▶ Your assignment: Start the output with the opening line of the listing below and continue, reproducing each line exactly, up to and including the line that contains "### Actual Result".

=== Section Start ===

PR #10315, opened 2024-11-09
fix(eslint-plugin): [explicit-module-boundary-types] and [explicit-function-return-type] don't report on `as const satisfies`

### LINKED ISSUE #10231: Bug: [explicit-module-boundary-types] `allowDirectConstAssertionInArrowFunctions` should not error when also using `satisfies`

### Playground Link

https://typescript-eslint.io/play/#ts=5.6.3&fileType=.ts&code=FAFwngDgpgBAYgewTAvDA3sGMBmSBcMAziAE4CWAdgOYA0WMARgIamGUCuAto1KfQF8A3MGBQAHhASkQMAMYJKJGM1QwAFAEpUAPg2ZseBIQBEcAPKWT9bCzYwAjACYAzIOZF5ikpqEwA9P4wADwAtKEwACoAFuSeAO7SANaeHjAS0HIgUAAmAHSiGdKyCkqyjGpauvoMRqYWVjZMrITObsACKp6lykTMIHE45FCeiAi%2BAUFhETFxMCDRpAjxqZTppEukBUA&eslintrc=N4KABGBEBOCuA2BTAzpAXGUEKQAIBcBPABxQGNoBLY-AWhXkoDt8B6RAD2MbMroFsA9gBMEiWgCNBsJsICG0QrSKlUGANrhsORNGiDokADRbtwKHPjxBAdwAilaIjL4AwoKbJ8AQWTJd%2BJQeAJJM3nq2AGIyLkGe6GD4cIhgAL6mYAC6WumpQA&tsconfig=N4KABGBEDGD2C2AHAlgGwKYCcDyiAuysAdgM6QBcYoEEkJemy0eAcgK6qoDCAFutAGsylBm3TgwAXxCSgA&tokens=false

### Repro Code

```TypeScript
type Foo = {
  foo: string,
  bar: number,
};

export const a = () => ({
  foo: "FOOO",
  bar: 123,
}as const); // <-- This works as expected.

export const b = () => ({
  foo: "FOOO",
  bar: 123,
} as const satisfies Foo); // <-- This throws an error.
```

### ESLint Config

```javascript
module.exports = {
  "rules": {
    "@typescript-eslint/explicit-module-boundary-types": [
      "error",
      { "allowDirectConstAssertionInArrowFunctions": true }
    ]
  }
}
```

### tsconfig

```jsonc
{
  "compilerOptions": {
    "strictNullChecks": true
  }
}
```

### Expected Result

This concerns both `explicit-module-boundary-types` and `explicit-function-return-type` rules.

I have a situation where I want to use both `as const` followed by `satisfies`. With the rule currently as written as soon as you add a `satisfies` after an `as const` the rule will error. Leaving off the `satisfies` works as expected. 

In this scenario, the `satisfies Foo` provides extra type safety ensuring that `a satisfies Foo` but still keeping the ability to have explicit type literals for `foo: "FOOO"` and `bar: 123`. 

### Actual Result

The rule should not throw an error when using `as const satisfies Foo`

### Additional Info

_No response_

ronami:
## PR Checklist

- [x] Addresses an existing open issue: fixes #10231

## Overview

This PR resolves #10231 and adjusts both `explicit-module-boundary-types` and `explicit-function-return-type` to not fail on the following when `allowDirectConstAssertionInArrowFunctions` is enabled:

```ts
type Foo = {
  foo: string,
  bar: number,
};

export const a = () => ({
  foo: "FOOO",
  bar: 123,
}as const); // <-- This works as expected.

export const b = () => ({
  foo: "FOOO",
  bar: 123,
} as const satisfies Foo); // <-- This unexpectedly causes the rules to report.
```

### DIFF
--- a/packages/eslint-plugin/src/util/explicitReturnTypeUtils.ts
+++ b/packages/eslint-plugin/src/util/explicitReturnTypeUtils.ts
@@ -176,15 +176,12 @@ function doesImmediatelyReturnFunctionExpression({
 /**
  * Checks if a function belongs to:
  * ```
- * () => ({ action: 'xxx' } as const)
+ * ({ action: 'xxx' } as const)
  * ```
  */
-function returnsConstAssertionDirectly(
-  node: TSESTree.ArrowFunctionExpression,
-): boolean {
-  const { body } = node;
-  if (isTypeAssertion(body)) {
-    const { typeAnnotation } = body;
+function isConstAssertion(node: TSESTree.Node): boolean {
+  if (isTypeAssertion(node)) {
+    const { typeAnnotation } = node;
     if (typeAnnotation.type === AST_NODE_TYPES.TSTypeReference) {
       const { typeName } = typeAnnotation;
       if (
@@ -256,11 +253,20 @@ function isValidFunctionExpressionReturnType(
   }
 
   // https://github.com/typescript-eslint/typescript-eslint/issues/653
-  return (
-    options.allowDirectConstAssertionInArrowFunctions === true &&
-    node.type === AST_NODE_TYPES.ArrowFunctionExpression &&
-    returnsConstAssertionDirectly(node)
-  );
+  if (
+    !options.allowDirectConstAssertionInArrowFunctions ||
+    node.type !== AST_NODE_TYPES.ArrowFunctionExpression
+  ) {
+    return false;
+  }
+
+  const { body } = node;
+
+  if (body.type === AST_NODE_TYPES.TSSatisfiesExpression) {
+    return isConstAssertion(body.expression);
+  }
+
+  return isConstAssertion(body);
 }
 
 /**
--- a/packages/eslint-plugin/src/util/explicitReturnTypeUtils.ts
+++ b/packages/eslint-plugin/src/util/explicitReturnTypeUtils.ts
@@ -260,11 +260,12 @@ function isValidFunctionExpressionReturnType(
     return false;
   }
 
-  const { body } = node;
+  let body = node.body;
+  while (body.type === AST_NODE_TYPES.TSSatisfiesExpression) {
+    body = body.expression;
+  }
 
-  return isConstAssertion(
-    body.type === AST_NODE_TYPES.TSSatisfiesExpression ? body.expression : body,
-  );
+  return isConstAssertion(body);
 }
 
 /**
--- a/packages/eslint-plugin/src/util/explicitReturnTypeUtils.ts
+++ b/packages/eslint-plugin/src/util/explicitReturnTypeUtils.ts
@@ -262,11 +262,9 @@ function isValidFunctionExpressionReturnType(
 
   const { body } = node;
 
-  if (body.type === AST_NODE_TYPES.TSSatisfiesExpression) {
-    return isConstAssertion(body.expression);
-  }
-
-  return isConstAssertion(body);
+  return isConstAssertion(
+    body.type === AST_NODE_TYPES.TSSatisfiesExpression ? body.expression : body,
+  );
 }
 
 /**
--- a/packages/eslint-plugin/tests/rules/explicit-function-return-type.test.ts
+++ b/packages/eslint-plugin/tests/rules/explicit-function-return-type.test.ts
@@ -449,9 +449,26 @@ interface R {
 }
 
 const func = (value: number) => ({ type: 'X', value }) as const satisfies R;
-const func = (value: number) => ({ type: 'X', value }) as const satisfies R;
-const func = (value: number) => x as const satisfies R;
-const func = (value: number) => x as const satisfies R;
+      `,
+      options: [
+        {
+          allowDirectConstAssertionInArrowFunctions: true,
+        },
+      ],
+    },
+    {
+      code: `
+const func = (value: number) => x as const satisfies number;
+      `,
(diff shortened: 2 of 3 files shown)


packages/eslint-plugin/src/util/explicitReturnTypeUtils.ts
```diff
@@ -256,11 +253,20 @@ function isValidFunctionExpressionReturnType(
...
+    return false;
+  }
+
+  const { body } = node;
+
+  if (body.type === AST_NODE_TYPES.TSSatisfiesExpression) {
+    return isConstAssertion(body.expression);
+  }
+
+  return isConstAssertion(body);
```
JoshuaKGoldberg, line 269: [Style] This is super nitpicky, but I found collapsing down to one statement to be a bit more readable:

```suggestion
  return isConstAssertion(
    body.type === AST_NODE_TYPES.TSSatisfiesExpression ? body.expression : body,
  );
```

No worries at all if you hate this 😄

packages/eslint-plugin/tests/rules/explicit-function-return-type.test.ts
JoshuaKGoldberg, line 1: [Testing] One thing under test per case please (https://typescript-eslint.io/contributing/pull-requests#granular-unit-tests)

JoshuaKGoldberg (changes requested):
Great! Just requesting changes on the tests, not the teeny nitpick.

Alec Baldwin as Jack Donaghy in 30 Rock enthusiastically giving two thumbs up. Caption: "GREAT!"

packages/eslint-plugin/src/util/explicitReturnTypeUtils.ts
ronami: Not my cup of tea (🍵) but is is more concise 👍

packages/eslint-plugin/tests/rules/explicit-function-return-type.test.ts
ronami: I was relying on older tests that checked `as const`, I changed the ones I added to only test a single case each 👍

JoshuaKGoldberg (dismissed):
❤️‍🔥

packages/eslint-plugin/src/util/explicitReturnTypeUtils.ts
```diff
@@ -256,10 +253,17 @@ function isValidFunctionExpressionReturnType(
...
+    node.type !== AST_NODE_TYPES.ArrowFunctionExpression
+  ) {
+    return false;
+  }
+
+  const { body } = node;
+
+  return isConstAssertion(
+    body.type === AST_NODE_TYPES.TSSatisfiesExpression ? body.expression : body,
   );
```
kirkwaiblinger, line 267: You might wanna use a `while` loop here, like we do in other rules for recursive syntaxes.
```suggestion
  let body = node.body;
  while (body.type === AST_NODE_TYPES.TSSatisfiesExpression) {
    body = body.expression;
  }

  return isConstAssertion(body);
```
Not sure if there's any real world use case but here's a test case 🤷 
```ts
type FooBar = {
  foo: string,
  bar: number,
};

type EmptyObjectType = {}

export const b = () => ({
  foo: "FOOO",
  bar: 123,
} as const satisfies FooBar satisfies EmptyObjectType); 
```

kirkwaiblinger (dismissed):

packages/eslint-plugin/src/util/explicitReturnTypeUtils.ts
ronami: That's interesting, I didn't consider this edge case, thanks 👍

ronami: I added the necessary tests to cover this.

packages/eslint-plugin/tests/rules/explicit-function-return-type.test.ts
```diff
@@ -468,6 +468,27 @@ const func = (value: number) => x as const satisfies number;
     },
     {
       code: `
+const func = (value: number) => x as const satisfies 10 satisfies number;
```
kirkwaiblinger, line 471: fun fact, this code is illegal TS, since `as const` cannot be used on identifiers. Sometimes we intentionally write test cases with illegal TS, but lately we've generally been trying to avoid doing so (or we try to provide a `@ts-expect-error` comment to indicate we're intentionally testing illegal TS). Let's use an alternative here (and in the explicit-module-boundary test case too) that isn't an error since we can easily swap it out with one? See https://github.com/typescript-eslint/typescript-eslint/pull/10315#discussion_r1836146131 for a (surprisingly tedious to craft) example of a legal nested-`satisfies` `as const` pattern.

kirkwaiblinger (changes requested):

packages/eslint-plugin/tests/rules/explicit-function-return-type.test.ts
ronami: Sure, I've updated the tests I added to be valid TypeScript 👍

kirkwaiblinger (dismissed):

bradzacher (dismissed):

bradzacher (approved):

=== Section End ===

▶ Response area:
PR #10315, opened 2024-11-09
fix(eslint-plugin): [explicit-module-boundary-types] and [explicit-function-return-type] don't report on `as const satisfies`

### LINKED ISSUE #10231: Bug: [explicit-module-boundary-types] `allowDirectConstAssertionInArrowFunctions` should not error when also using `satisfies`

### Playground Link

https://typescript-eslint.io/play/#ts=5.6.3&fileType=.ts&code=FAFwngDgpgBAYgewTAvDA3sGMBmSBcMAziAE4CWAdgOYA0WMARgIamGUCuAto1KfQF8A3MGBQAHhASkQMAMYJKJGM1QwAFAEpUAPg2ZseBIQBEcAPKWT9bCzYwAjACYAzIOZF5ikpqEwA9P4wADwAtKEwACoAFuSeAO7SANaeHjAS0HIgUAAmAHSiGdKyCkqyjGpauvoMRqYWVjZMrITObsACKp6lykTMIHE45FCeiAi%2BAUFhETFxMCDRpAjxqZTppEukBUA&eslintrc=N4KABGBEBOCuA2BTAzpAXGUEKQAIBcBPABxQGNoBLY-AWhXkoDt8B6RAD2MbMroFsA9gBMEiWgCNBsJsICG0QrSKlUGANrhsORNGiDokADRbtwKHPjxBAdwAilaIjL4AwoKbJ8AQWTJd%2BJQeAJJM3nq2AGIyLkGe6GD4cIhgAL6mYAC6WumpQA&tsconfig=N4KABGBEDGD2C2AHAlgGwKYCcDyiAuysAdgM6QBcYoEEkJemy0eAcgK6qoDCAFutAGsylBm3TgwAXxCSgA&tokens=false

### Repro Code

```TypeScript
type Foo = {
  foo: string,
  bar: number,
};

export const a = () => ({
  foo: "FOOO",
  bar: 123,
}as const); // <-- This works as expected.

export const b = () => ({
  foo: "FOOO",
  bar: 123,
} as const satisfies Foo); // <-- This throws an error.
```

### ESLint Config

```javascript
module.exports = {
  "rules": {
    "@typescript-eslint/explicit-module-boundary-types": [
      "error",
      { "allowDirectConstAssertionInArrowFunctions": true }
    ]
  }
}
```

### tsconfig

```jsonc
{
  "compilerOptions": {
    "strictNullChecks": true
  }
}
```

### Expected Result

This concerns both `explicit-module-boundary-types` and `explicit-function-return-type` rules.

I have a situation where I want to use both `as const` followed by `satisfies`. With the rule currently as written as soon as you add a `satisfies` after an `as const` the rule will error. Leaving off the `satisfies` works as expected. 

In this scenario, the `satisfies Foo` provides extra type safety ensuring that `a satisfies Foo` but still keeping the ability to have explicit type literals for `foo: "FOOO"` and `bar: 123`. 

### Actual Result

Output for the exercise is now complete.